Die kleine, zierliche, selbstbewußte Person, gesegnet mit finanzieller Unabhängigkeit und beherzter Unerschrockenheit, war in praktischen Dingen ebenso selbständig wie in ihrer Einschätzung der zeitgenössischen Kunst und Kultur. 1897 begegnete sie Rilke zum erstenmal bei einer George-Lesung in Berlin. 1906, in Paris, wird die Beziehung enger, fast eine Freundschaft. Sie war es, die den Dichter auf Cézanne aufmerksam machte und ihn der zeitgenössischen modernen Malerei und Dichtung näherbrachte (Rilke zitiert begeistert ihr Urteil über Cézanne: „Wie ein Hund hat er davorgesessen und einfach geschaut, ohne alle Nervosität und Nebenabsicht“).
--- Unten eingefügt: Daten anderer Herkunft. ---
PR #108, opened 2025-12-11
[windows] Silence mingw warnings in runtime libs

dzbarsky:


runtimes/mingw/crt_object.bzl
```diff
@@ -0,0 +1,22 @@
+load("@bazel_lib//lib:copy_file.bzl", "copy_file")
+load("@toolchains_llvm_bootstrapped//toolchain/stage2:cc_stage2_library.bzl", "cc_stage2_library")
+
+def crt_object(name, out, visibility, **kwargs):
```
cerisier, line 4: unused ?

dzbarsky: It will be used in future PR and snuck its way in, might as well keep :)

PR #110, opened 2025-12-11
[windows] Build runtime CRT libs

dzbarsky:


runtimes/mingw/crt_sources.bzl
```diff
@@ -0,0 +1,545 @@
...
+    "math/sincos.c",
+    "math/sincosf.c",
+    "math/arm-common/sincosl.c",
+    "math/arm64/rint.c",
+    "math/arm64/rintf.c",
+    "math/arm-common/ldexpl.c",
+]
+
+LIBM_SRCS = [
+    "_libm_dummy.c",
```
cerisier: this is a generated file ?

dzbarsky: Yeah this bit shouldn't exist. I thought I snipped it. It's generated file

PR #113, opened 2025-12-13
[windows] Generate import libs

dzbarsky:


runtimes/mingw/BUILD.tpl
```diff
@@ -132,3 +141,25 @@ write_file(
...
+    directory = "mingw-w64-crt/lib64",
+)
+
+directory(
+    name = "mingw_import_libraries_directory",
+    srcs = [
+        ":mingw_import_libraries_common",
+    ] + select({
+        "@platforms//cpu:x86_64": [":mingw_import_libraries_x86_64"],
+        # Aarch64 are fully templatized in .def.in files, x86_64 have not been merged yet.
```
cerisier, line 161: Not sure I fully understand what it implies !

dzbarsky: The common folder has .def.in files that run thru preprocessor to generate the arch-specific .def

So arm64 is all handled generically this way. There's no arm64 specific .def files. But there are for x86

PR #114, opened 2025-12-13
[windows] Wire up default toolchain flags

dzbarsky:


toolchain/args/windows/BUILD.bazel
```diff
@@ -0,0 +1,66 @@
...
+    ],
+    args = [
+        "-L{mingw_import_library_search_path}",
+        "-L{mingw_crt_library_search_path}",
+
+        "-nodefaultlibs",
+
+        "-lmingw32",
+        "-lmoldname",
+        "-lmsvcrt",
```
cerisier: I think this one is not correct as I think we want to explicitly avoid -lmsvcrt ? or at least not have both -lmsvcrt and -lucrt ?

From a clang invocation with a mingw64 sysroot i see:

-lucrt
-lmingw32
-lgcc
-lgcc_eh
-lmoldname
-lmingwex
-ladvapi32
-lshell32
-luser32
-lkernel32

in this exact order.

How did you find those at of interest ?

dzbarsky: I tried something along those lines but saw linker errors without `lole32` on LLVM binaries. Let me double check though!

dzbarsky: oh and yes there should not be `lmsvcrt` you are correct :)

dzbarsky: So I get the following linker errors:
```
ld.lld: error: undefined symbol: __declspec(dllimport) CoInitializeEx
>>> referenced by libSupport.a(Path.o):(llvm::sys::fs::remove_directories(llvm::Twine const&, bool))

ld.lld: error: undefined symbol: __declspec(dllimport) CoCreateInstance
>>> referenced by libSupport.a(Path.o):(llvm::sys::fs::remove_directories(llvm::Twine const&, bool))

ld.lld: error: undefined symbol: __declspec(dllimport) CoUninitialize
>>> referenced by libSupport.a(Path.o):(llvm::sys::fs::remove_directories(llvm::Twine const&, bool))

ld.lld: error: undefined symbol: __declspec(dllimport) CoTaskMemFree
>>> referenced by libSupport.a(Path.o):(llvm::sys::path::getKnownFolderPath(_GUID, llvm::SmallVectorImpl<char>&))

ld.lld: error: undefined symbol: CLSID_FileOperation
>>> referenced by libSupport.a(Path.o):(.refptr.CLSID_FileOperation)

ld.lld: error: undefined symbol: FOLDERID_LocalAppData
>>> referenced by libSupport.a(Path.o):(.refptr.FOLDERID_LocalAppData)

ld.lld: error: undefined symbol: FOLDERID_Profile
>>> referenced by libSupport.a(Path.o):(.refptr.FOLDERID_Profile)
```

These necessitate adding `-luuid` and `-lole32`. Actually though the bug is in LLVM's BUILD files, see https://github.com/llvm/llvm-project/blob/fa1dceb67f6fef652c2bf91c070ede64eadc49c6/llvm/lib/Support/CMakeLists.txt#L44.

So I can remove them here and add it to my "make LLVM on windows behave" upstream PR :)

dzbarsky: ok i rolled the extra libs into https://github.com/cerisier/toolchains_llvm_bootstrapped/pull/115

PR #115, opened 2025-12-13
[windows] Add LLVM patches to make windows cross-builds work correctly

dzbarsky:
This fixes a few issues:
- genrule is broken because it bakes host bash path into the command which gets sent to remote executor. This can't possibly work cross-platform
- Upstream assumed clang-cl style always, which we aren't using. Harmonize the flags with what is actually expected
- Few missing libs link flags in llvm/lib/Support
- py_binary is also annoying because it has a bash dep on the bootstrap. We can just rewrite to C, it's pretty trivial.

The first one is already being upstreamed at https://github.com/llvm/llvm-project/pull/171761
The second one might be more contentious (might not want to diverge cmake and bazel) so I'm holding off until we get the first one merged - this one is also much less annoying for us to carry since it's so self-contained

### DIFF
--- a/third_party/llvm-project/windows_link_and_genrule.patch
+++ b/third_party/llvm-project/windows_link_and_genrule.patch
@@ -1,0 +1,373 @@
+commit e0b69f7d1737a96728b5918e121f6a4057c45437
+Author: David Zbarsky <dzbarsky@gmail.com>
+Date:   Mon Dec 8 13:55:15 2025 -0500
+
+    No more genrules
+
+diff --git a/llvm/lib/Support/BLAKE3/blake3_avx2_x86-64_unix.S b/llvm/lib/Support/BLAKE3/blake3_avx2_x86-64_unix.S
+index e98893c7ef8b..d6fa51638da3 100644
+--- a/llvm/lib/Support/BLAKE3/blake3_avx2_x86-64_unix.S
++++ b/llvm/lib/Support/BLAKE3/blake3_avx2_x86-64_unix.S
+@@ -16,15 +16,17 @@
+ #define _CET_ENDBR
+ #endif
+ 
+-#ifdef __APPLE__
+-#define HIDDEN .private_extern
++#if defined(__APPLE__)
++#define HIDDEN(symbol) .private_extern symbol
++#elif defined(__ELF__)
++#define HIDDEN(symbol) .hidden symbol
+ #else
+-#define HIDDEN .hidden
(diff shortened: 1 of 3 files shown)


third_party/llvm-project/windows_link_and_genrule.patch
```diff
@@ -0,0 +1,373 @@
...
++    content = [
++        "// extension handlers",
++        "#undef HANDLE_EXTENSION",
++    ],
++)
++
++config_setting(
++    name = "is_windows_clang_mingw",
++    constraint_values = ["@platforms//os:windows"],
++    flag_values = {"@rules_cc//cc/compiler:compiler": "clang"},
```
cerisier, line 335: Doesn't really imply mingw does it ?

third_party/llvm-project/windows_link_and_genrule.patch
```diff
@@ -0,0 +1,373 @@
...
+@@ -297,7 +320,21 @@ cc_library(
+     }),
+     includes = ["include"],
+     linkopts = select({
+-        "@platforms//os:windows": [
++        ":is_windows_clang_mingw": [
++            "-lole32",
++            "-luuid",
++            "-lws2_32",
++            "-lntdll",
```
cerisier, line 360: I will investigate why we need this

third_party/llvm-project/windows_link_and_genrule.patch
dzbarsky: this is specifically clang and not clang-cl. I think mingw is the only real option aside from clang in msvc mode and msvc itself :)

I suppose it could be renamed to not be "mingw" technically, but meh. Lets go with whatever upstream accepts

third_party/llvm-project/windows_link_and_genrule.patch
dzbarsky: See https://github.com/llvm/llvm-project/blob/fa1dceb67f6fef652c2bf91c070ede64eadc49c6/llvm/lib/Support/CMakeLists.txt#L44C48-L44C53

I don't know how this ever built without it...

third_party/llvm-project/windows_link_and_genrule.patch
cerisier: There is cygwin theoritically haha by yeah not important

dzbarsky: oh, right. 🙃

Der zwischen 1906 und 1920 dokumentierte Briefwechsel zwischen Rilke und Mathilde Vollmoeller gibt Einblicke in ihre künstlerische Entwicklung wie in ihren Alltag; und er ist zugleich Zeitbild einer Stadt und eines Mythos. Paris – die schillernde Metropole, in welche es auch die kleine, emanzipierte Person mit schwäbischem Zungeschlag zog, die sich dort ganz ihrer künstlerischen Arbeit zu widmen gedachte. – Nicht weniger als der seiner Selbstbestimmung verschriebene Rilke, dem sie nicht nur mit ihrem Atelier (samt Nützlichem wie Handtüchern und Besteck) aushalf, sondern ihn auch zum Sammeln jener Maler anregte, die sie kannte und bereits in ihrer Wohnung – wie selbstverständlich – hängen hatte: Picasso, Seurat, Rousseau, Matisse und viele der berühmten Namen mehr.